Scan the records below for the word "logged". Copy each line where it appears.

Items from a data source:
▶

PR #882, opened 2023-08-31
VSCode: Add Sentry to extension host process

philipp-spiess:
This PR adds a simple setup for Sentry to be used inside the extension host thread. It does not set up any default integration and we will instead need to wrap top-level entry points with calls to `Setnry.captureException`.

This also wires up autocomplete errors to be routed to Sentry so we have an easy service in place to understand the reliability of the product.

Note: When the user is connected to an instance other than dotcom, this does not send any events. 

## Test plan

- Add a throw case into the anthropic handler
- Force the env to be production
- See that the error is logged to Sentry

Screenshot 2023-08-31 at 14 03 13

I have also changed the backend to S2 and observed that no error is logged.

### DIFF
--- a/vscode/src/services/sentry/sentry.ts
+++ b/vscode/src/services/sentry/sentry.ts
@@ -29,8 +29,8 @@ export abstract class SentryService {
             environment: this.config.isRunningInsideAgent
                 ? 'agent'
                 : typeof process !== 'undefined'
-                ? 'vscode-web'
-                : 'vscode-node',
+                ? 'vscode-node'
+                : 'vscode-web',
 
             // In dev mode, have Sentry log extended debug information to the console.
             debug: !isProd,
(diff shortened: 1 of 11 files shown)


vscode/src/services/sentry/sentry.ts
```diff
@@ -0,0 +1,51 @@
...
+    }
+
+    public onConfigurationChange(newConfig: Pick<Configuration, 'serverEndpoint'>): void {
+        this.config = newConfig
+        this.prepareReconfigure()
+    }
+
+    private prepareReconfigure(): void {
+        const isProd = process.env.NODE_ENV === 'production'
+        const options: SentryOptions = {
```
valerybugakov, line 24: Having a `release` field set in our web application was very helpful. Do you think we can do it here, too?
https://docs.sentry.io/platforms/javascript/configuration/options/#release

valerybugakov (approved):
Nice!

vscode/src/services/sentry/sentry.ts
philipp-spiess: @valerybugakov Sure! I was just not sure what to put in here? Just the version number? Maybe we can also use this to differentiate vscode and agent?

philipp-spiess: I'll use environment for agent vs vscode :)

◀

Result of the exercise:
- See that the error is logged to Sentry
I have also changed the backend to S2 and observed that no error is logged.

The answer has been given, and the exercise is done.